## Task details
Set down the records that follow exactly and completely.

(Saved data entries)
[Start of Attachment]
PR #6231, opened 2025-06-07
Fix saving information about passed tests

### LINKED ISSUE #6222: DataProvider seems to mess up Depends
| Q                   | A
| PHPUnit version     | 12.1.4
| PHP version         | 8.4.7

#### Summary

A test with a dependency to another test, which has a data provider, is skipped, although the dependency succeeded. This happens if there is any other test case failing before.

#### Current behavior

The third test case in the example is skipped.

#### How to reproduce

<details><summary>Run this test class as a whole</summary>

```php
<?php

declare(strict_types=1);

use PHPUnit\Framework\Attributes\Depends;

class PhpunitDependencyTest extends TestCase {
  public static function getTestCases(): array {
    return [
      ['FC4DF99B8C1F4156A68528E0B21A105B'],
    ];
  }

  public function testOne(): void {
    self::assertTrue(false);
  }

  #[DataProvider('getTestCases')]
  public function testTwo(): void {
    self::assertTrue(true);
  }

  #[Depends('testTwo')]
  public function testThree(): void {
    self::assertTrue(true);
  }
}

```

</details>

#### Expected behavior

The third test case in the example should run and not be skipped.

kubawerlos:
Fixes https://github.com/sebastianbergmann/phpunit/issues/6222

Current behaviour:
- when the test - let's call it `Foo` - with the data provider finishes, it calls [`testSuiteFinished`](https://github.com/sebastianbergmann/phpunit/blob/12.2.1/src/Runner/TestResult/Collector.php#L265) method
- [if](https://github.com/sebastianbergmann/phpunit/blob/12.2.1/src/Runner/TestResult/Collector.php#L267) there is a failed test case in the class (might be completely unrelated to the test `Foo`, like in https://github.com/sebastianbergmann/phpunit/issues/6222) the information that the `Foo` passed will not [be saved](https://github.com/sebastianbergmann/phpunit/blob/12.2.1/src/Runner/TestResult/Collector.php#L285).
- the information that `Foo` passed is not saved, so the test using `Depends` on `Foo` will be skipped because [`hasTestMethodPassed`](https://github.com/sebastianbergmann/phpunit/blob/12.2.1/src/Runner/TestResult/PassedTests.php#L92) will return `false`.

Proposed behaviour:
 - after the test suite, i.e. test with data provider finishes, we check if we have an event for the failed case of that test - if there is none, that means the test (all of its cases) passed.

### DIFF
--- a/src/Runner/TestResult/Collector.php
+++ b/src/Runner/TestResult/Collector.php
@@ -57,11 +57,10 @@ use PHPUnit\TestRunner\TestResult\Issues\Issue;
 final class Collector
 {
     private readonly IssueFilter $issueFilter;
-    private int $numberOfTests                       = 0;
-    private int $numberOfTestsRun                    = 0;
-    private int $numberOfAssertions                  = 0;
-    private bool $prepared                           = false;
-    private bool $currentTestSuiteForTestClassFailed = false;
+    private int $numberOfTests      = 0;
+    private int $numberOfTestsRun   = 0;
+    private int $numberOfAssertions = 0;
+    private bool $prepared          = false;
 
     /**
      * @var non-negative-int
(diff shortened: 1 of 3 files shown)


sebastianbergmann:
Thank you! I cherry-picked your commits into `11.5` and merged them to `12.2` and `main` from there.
[End of Attachment]
## Exercise response
PR #6231, opened 2025-06-07
Fix saving information about passed tests

### LINKED ISSUE #6222: DataProvider seems to mess up Depends
| Q                   | A
| PHPUnit version     | 12.1.4
| PHP version         | 8.4.7

#### Summary

A test with a dependency to another test, which has a data provider, is skipped, although the dependency succeeded. This happens if there is any other test case failing before.

#### Current behavior

The third test case in the example is skipped.

#### How to reproduce

<details><summary>Run this test class as a whole</summary>

```php
<?php

declare(strict_types=1);

use PHPUnit\Framework\Attributes\Depends;

class PhpunitDependencyTest extends TestCase {
  public static function getTestCases(): array {
    return [
      ['FC4DF99B8C1F4156A68528E0B21A105B'],
    ];
  }

  public function testOne(): void {
    self::assertTrue(false);
  }

  #[DataProvider('getTestCases')]
  public function testTwo(): void {
    self::assertTrue(true);
  }

  #[Depends('testTwo')]
  public function testThree(): void {
    self::assertTrue(true);
  }
}

```

</details>

#### Expected behavior

The third test case in the example should run and not be skipped.

kubawerlos:
Fixes https://github.com/sebastianbergmann/phpunit/issues/6222

Current behaviour:
- when the test - let's call it `Foo` - with the data provider finishes, it calls [`testSuiteFinished`](https://github.com/sebastianbergmann/phpunit/blob/12.2.1/src/Runner/TestResult/Collector.php#L265) method
- [if](https://github.com/sebastianbergmann/phpunit/blob/12.2.1/src/Runner/TestResult/Collector.php#L267) there is a failed test case in the class (might be completely unrelated to the test `Foo`, like in https://github.com/sebastianbergmann/phpunit/issues/6222) the information that the `Foo` passed will not [be saved](https://github.com/sebastianbergmann/phpunit/blob/12.2.1/src/Runner/TestResult/Collector.php#L285).
- the information that `Foo` passed is not saved, so the test using `Depends` on `Foo` will be skipped because [`hasTestMethodPassed`](https://github.com/sebastianbergmann/phpunit/blob/12.2.1/src/Runner/TestResult/PassedTests.php#L92) will return `false`.

Proposed behaviour:
 - after the test suite, i.e. test with data provider finishes, we check if we have an event for the failed case of that test - if there is none, that means the test (all of its cases) passed.

### DIFF
--- a/src/Runner/TestResult/Collector.php
+++ b/src/Runner/TestResult/Collector.php
@@ -57,11 +57,10 @@ use PHPUnit\TestRunner\TestResult\Issues\Issue;
 final class Collector
 {
     private readonly IssueFilter $issueFilter;
-    private int $numberOfTests                       = 0;
-    private int $numberOfTestsRun                    = 0;
-    private int $numberOfAssertions                  = 0;
-    private bool $prepared                           = false;
-    private bool $currentTestSuiteForTestClassFailed = false;
+    private int $numberOfTests      = 0;
+    private int $numberOfTestsRun   = 0;
+    private int $numberOfAssertions = 0;
+    private bool $prepared          = false;
 
     /**
      * @var non-negative-int
(diff shortened: 1 of 3 files shown)


sebastianbergmann:
Thank you! I cherry-picked your commits into `11.5` and merged them to `12.2` and `main` from there.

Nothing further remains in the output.